As can be seen from Table 2, all of the tires of Examples 4 and 5 had no separation at the winding end of the carcass layer and had good steering stability. On the other hand, in the tire of Example 6, the carcass winding end position was outside the rim line in the tire radial direction, and the rigidity around the bead portion was too high, so separation occurred at the winding end of the carcass layer and steering stability was poor. .

[0020]

As described above, according to the present invention, one to six steel strands having a strand diameter in the range of 0.10 to 0.25 mm are drawn together without twisting to form a steel strand bundle. By embedding the steel strand bundle in rubber to form the carcass layer, the cord twisting step can be omitted to reduce the manufacturing cost and ensure sufficient durability for use in passenger cars. Moreover, at least one of the steel strands is spirally corrugated, and the spiral pitch P of the corrugation is set to a relationship of 10d to 56d with respect to the strand diameter d. By setting the parameter F obtained from P and the wire diameter d in the range of 0.01 to 0.03, the permeability of rubber to the untwisted steel wire bundle is improved, and the corrosion resistance and corrosion fatigue resistance are improved. can do.

[Brief description of the drawings]

FIG. 1 is a partially cutaway perspective view showing a pneumatic radial tire for a passenger car according to an embodiment of the present invention.
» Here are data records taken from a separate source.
PR #266, opened 2022-07-18
Fix harp pedal wizard

jwink75:
- Resolved a problem where incorrect values were being written to 'config.last_notes'

### DIFF
--- a/src/harp_pedal_wizard.lua
+++ b/src/harp_pedal_wizard.lua
@@ -1,13 +1,13 @@
 function plugindef()
-    -- This function and the 'finaleplugin' namespace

FIG. 2 is a perspective view illustrating a steel wire bundle forming a carcass layer in the present invention.

FIGS. 3A and 3B show examples of corrugated steel wires in the present invention, wherein FIG. 3A is a side view and FIG. 3B is a cross-sectional view.

FIG. 4 is a cross-sectional view of the carcass layer in FIG.

[Explanation of symbols]

 DESCRIPTION OF SYMBOLS 1 Bead part 2 Carcass layer 3 Bead core 4 Tread part 5 Belt layer 20 Steel strand bundle 21 Steel strand R Rim line

Claims (2)

[Claims] 1. A spiral corrugation is applied to at least one of 1 to 6 steel wires having a wire diameter d in a range of 0.10 to 0.25 mm, and these steel wires are twisted. A steel wire bundle is prepared by aligning the steel wire bundle, the steel wire bundle is embedded in rubber to form a carcass layer, and the spiral pitch P of the corrugation is set to a relationship of 10d to 56d with respect to the wire diameter d, When a parameter F obtained from the corrugated spiral diameter D, the spiral pitch P, and the wire diameter d is (D−d) / P, the air for a passenger car in which the parameter F is in the range of 0.01 to 0.03. Included radial tire. 2. The pneumatic radial tire for a passenger car according to claim 1, wherein both ends in the tire width direction of the carcass layer are wound around the bead core from the inside to the outside of the tire, and the winding height is lower than a rim line.